▸ Entries taken from a collection
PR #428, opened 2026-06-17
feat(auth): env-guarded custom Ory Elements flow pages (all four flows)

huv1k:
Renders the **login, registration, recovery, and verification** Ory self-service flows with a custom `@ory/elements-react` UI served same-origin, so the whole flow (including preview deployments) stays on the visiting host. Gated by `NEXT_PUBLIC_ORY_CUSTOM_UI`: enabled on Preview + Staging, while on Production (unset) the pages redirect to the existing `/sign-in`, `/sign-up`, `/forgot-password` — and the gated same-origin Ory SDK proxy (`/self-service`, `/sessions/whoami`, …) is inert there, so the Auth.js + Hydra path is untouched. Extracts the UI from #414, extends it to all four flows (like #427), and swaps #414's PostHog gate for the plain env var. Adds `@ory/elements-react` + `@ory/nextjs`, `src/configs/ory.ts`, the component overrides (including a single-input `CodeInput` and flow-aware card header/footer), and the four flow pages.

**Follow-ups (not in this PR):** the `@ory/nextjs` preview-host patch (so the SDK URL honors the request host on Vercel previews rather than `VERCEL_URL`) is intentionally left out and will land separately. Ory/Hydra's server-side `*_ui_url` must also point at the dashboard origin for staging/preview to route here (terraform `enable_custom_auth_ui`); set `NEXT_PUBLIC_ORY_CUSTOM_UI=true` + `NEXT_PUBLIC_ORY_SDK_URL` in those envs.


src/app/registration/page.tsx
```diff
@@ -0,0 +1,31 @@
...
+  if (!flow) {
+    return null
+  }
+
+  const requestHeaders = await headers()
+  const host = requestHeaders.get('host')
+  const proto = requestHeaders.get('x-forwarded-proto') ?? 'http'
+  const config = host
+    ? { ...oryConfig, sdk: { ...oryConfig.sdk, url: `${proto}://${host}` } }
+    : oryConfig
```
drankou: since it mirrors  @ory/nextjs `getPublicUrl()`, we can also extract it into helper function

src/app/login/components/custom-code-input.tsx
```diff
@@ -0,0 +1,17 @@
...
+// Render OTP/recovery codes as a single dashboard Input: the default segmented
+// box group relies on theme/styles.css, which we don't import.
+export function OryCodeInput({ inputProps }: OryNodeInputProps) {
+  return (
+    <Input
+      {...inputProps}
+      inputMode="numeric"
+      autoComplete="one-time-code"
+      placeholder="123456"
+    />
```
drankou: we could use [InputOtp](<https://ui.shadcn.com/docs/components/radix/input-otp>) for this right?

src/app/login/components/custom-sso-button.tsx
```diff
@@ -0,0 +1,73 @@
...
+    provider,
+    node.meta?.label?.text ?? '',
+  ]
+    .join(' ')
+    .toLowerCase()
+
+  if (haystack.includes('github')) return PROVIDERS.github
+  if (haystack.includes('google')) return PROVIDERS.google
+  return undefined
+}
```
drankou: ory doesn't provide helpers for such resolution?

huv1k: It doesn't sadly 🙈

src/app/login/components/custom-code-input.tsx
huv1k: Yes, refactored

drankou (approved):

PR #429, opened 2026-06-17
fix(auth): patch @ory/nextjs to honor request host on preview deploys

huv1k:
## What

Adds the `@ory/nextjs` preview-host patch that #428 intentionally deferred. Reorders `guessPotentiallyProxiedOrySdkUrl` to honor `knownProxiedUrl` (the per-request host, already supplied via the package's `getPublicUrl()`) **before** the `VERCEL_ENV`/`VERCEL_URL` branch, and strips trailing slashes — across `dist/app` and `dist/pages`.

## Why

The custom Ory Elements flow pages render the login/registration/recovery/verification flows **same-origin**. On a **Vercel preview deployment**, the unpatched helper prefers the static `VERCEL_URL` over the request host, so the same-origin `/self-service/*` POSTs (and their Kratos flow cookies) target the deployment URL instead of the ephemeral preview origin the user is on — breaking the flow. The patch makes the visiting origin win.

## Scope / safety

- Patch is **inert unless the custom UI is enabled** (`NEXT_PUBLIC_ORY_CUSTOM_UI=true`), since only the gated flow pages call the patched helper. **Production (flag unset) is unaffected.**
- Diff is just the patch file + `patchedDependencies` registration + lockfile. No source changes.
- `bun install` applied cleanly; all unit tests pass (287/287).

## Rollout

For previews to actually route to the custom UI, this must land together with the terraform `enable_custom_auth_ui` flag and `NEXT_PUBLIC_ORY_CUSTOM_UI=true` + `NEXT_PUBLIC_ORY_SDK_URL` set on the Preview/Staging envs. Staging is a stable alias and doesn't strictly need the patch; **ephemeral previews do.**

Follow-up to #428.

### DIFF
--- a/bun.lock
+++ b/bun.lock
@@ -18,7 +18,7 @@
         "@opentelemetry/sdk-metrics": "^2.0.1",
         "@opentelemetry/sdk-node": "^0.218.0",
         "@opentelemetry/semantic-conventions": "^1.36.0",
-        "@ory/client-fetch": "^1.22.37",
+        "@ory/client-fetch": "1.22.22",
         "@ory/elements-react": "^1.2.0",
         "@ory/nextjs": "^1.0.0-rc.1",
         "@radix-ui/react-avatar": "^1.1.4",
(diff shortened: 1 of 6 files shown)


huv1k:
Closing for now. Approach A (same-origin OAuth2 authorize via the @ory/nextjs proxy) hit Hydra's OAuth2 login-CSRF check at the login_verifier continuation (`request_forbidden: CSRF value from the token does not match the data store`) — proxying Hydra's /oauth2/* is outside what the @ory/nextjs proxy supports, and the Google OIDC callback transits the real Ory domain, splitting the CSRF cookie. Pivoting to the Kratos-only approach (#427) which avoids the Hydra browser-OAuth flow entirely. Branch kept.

▸ HOW TO COMPLETE THIS TASK
Restate each line above word for word.

▸ OUTPUT
PR #428, opened 2026-06-17
feat(auth): env-guarded custom Ory Elements flow pages (all four flows)

huv1k:
Renders the **login, registration, recovery, and verification** Ory self-service flows with a custom `@ory/elements-react` UI served same-origin, so the whole flow (including preview deployments) stays on the visiting host. Gated by `NEXT_PUBLIC_ORY_CUSTOM_UI`: enabled on Preview + Staging, while on Production (unset) the pages redirect to the existing `/sign-in`, `/sign-up`, `/forgot-password` — and the gated same-origin Ory SDK proxy (`/self-service`, `/sessions/whoami`, …) is inert there, so the Auth.js + Hydra path is untouched. Extracts the UI from #414, extends it to all four flows (like #427), and swaps #414's PostHog gate for the plain env var. Adds `@ory/elements-react` + `@ory/nextjs`, `src/configs/ory.ts`, the component overrides (including a single-input `CodeInput` and flow-aware card header/footer), and the four flow pages.

**Follow-ups (not in this PR):** the `@ory/nextjs` preview-host patch (so the SDK URL honors the request host on Vercel previews rather than `VERCEL_URL`) is intentionally left out and will land separately. Ory/Hydra's server-side `*_ui_url` must also point at the dashboard origin for staging/preview to route here (terraform `enable_custom_auth_ui`); set `NEXT_PUBLIC_ORY_CUSTOM_UI=true` + `NEXT_PUBLIC_ORY_SDK_URL` in those envs.


src/app/registration/page.tsx
```diff
@@ -0,0 +1,31 @@
...
+  if (!flow) {
+    return null
+  }
+
+  const requestHeaders = await headers()
+  const host = requestHeaders.get('host')
+  const proto = requestHeaders.get('x-forwarded-proto') ?? 'http'
+  const config = host
+    ? { ...oryConfig, sdk: { ...oryConfig.sdk, url: `${proto}://${host}` } }
+    : oryConfig
```
drankou: since it mirrors  @ory/nextjs `getPublicUrl()`, we can also extract it into helper function

src/app/login/components/custom-code-input.tsx
```diff
@@ -0,0 +1,17 @@
...
+// Render OTP/recovery codes as a single dashboard Input: the default segmented
+// box group relies on theme/styles.css, which we don't import.
+export function OryCodeInput({ inputProps }: OryNodeInputProps) {
+  return (
+    <Input
+      {...inputProps}
+      inputMode="numeric"
+      autoComplete="one-time-code"
+      placeholder="123456"
+    />
```
drankou: we could use [InputOtp](<https://ui.shadcn.com/docs/components/radix/input-otp>) for this right?

src/app/login/components/custom-sso-button.tsx
```diff
@@ -0,0 +1,73 @@
...
+    provider,
+    node.meta?.label?.text ?? '',
+  ]
+    .join(' ')
+    .toLowerCase()
+
+  if (haystack.includes('github')) return PROVIDERS.github
+  if (haystack.includes('google')) return PROVIDERS.google
+  return undefined
+}
```
drankou: ory doesn't provide helpers for such resolution?

huv1k: It doesn't sadly 🙈

src/app/login/components/custom-code-input.tsx
huv1k: Yes, refactored

drankou (approved):

PR #429, opened 2026-06-17
fix(auth): patch @ory/nextjs to honor request host on preview deploys

huv1k:
## What

Adds the `@ory/nextjs` preview-host patch that #428 intentionally deferred. Reorders `guessPotentiallyProxiedOrySdkUrl` to honor `knownProxiedUrl` (the per-request host, already supplied via the package's `getPublicUrl()`) **before** the `VERCEL_ENV`/`VERCEL_URL` branch, and strips trailing slashes — across `dist/app` and `dist/pages`.

## Why

The custom Ory Elements flow pages render the login/registration/recovery/verification flows **same-origin**. On a **Vercel preview deployment**, the unpatched helper prefers the static `VERCEL_URL` over the request host, so the same-origin `/self-service/*` POSTs (and their Kratos flow cookies) target the deployment URL instead of the ephemeral preview origin the user is on — breaking the flow. The patch makes the visiting origin win.

## Scope / safety

- Patch is **inert unless the custom UI is enabled** (`NEXT_PUBLIC_ORY_CUSTOM_UI=true`), since only the gated flow pages call the patched helper. **Production (flag unset) is unaffected.**
- Diff is just the patch file + `patchedDependencies` registration + lockfile. No source changes.
- `bun install` applied cleanly; all unit tests pass (287/287).

## Rollout

For previews to actually route to the custom UI, this must land together with the terraform `enable_custom_auth_ui` flag and `NEXT_PUBLIC_ORY_CUSTOM_UI=true` + `NEXT_PUBLIC_ORY_SDK_URL` set on the Preview/Staging envs. Staging is a stable alias and doesn't strictly need the patch; **ephemeral previews do.**

Follow-up to #428.

### DIFF
--- a/bun.lock
+++ b/bun.lock
@@ -18,7 +18,7 @@
         "@opentelemetry/sdk-metrics": "^2.0.1",
         "@opentelemetry/sdk-node": "^0.218.0",
         "@opentelemetry/semantic-conventions": "^1.36.0",
-        "@ory/client-fetch": "^1.22.37",
+        "@ory/client-fetch": "1.22.22",
         "@ory/elements-react": "^1.2.0",
         "@ory/nextjs": "^1.0.0-rc.1",
         "@radix-ui/react-avatar": "^1.1.4",
(diff shortened: 1 of 6 files shown)


huv1k:
Closing for now. Approach A (same-origin OAuth2 authorize via the @ory/nextjs proxy) hit Hydra's OAuth2 login-CSRF check at the login_verifier continuation (`request_forbidden: CSRF value from the token does not match the data store`) — proxying Hydra's /oauth2/* is outside what the @ory/nextjs proxy supports, and the Google OIDC callback transits the real Ory domain, splitting the CSRF cookie. Pivoting to the Kratos-only approach (#427) which avoids the Hydra browser-OAuth flow entirely. Branch kept.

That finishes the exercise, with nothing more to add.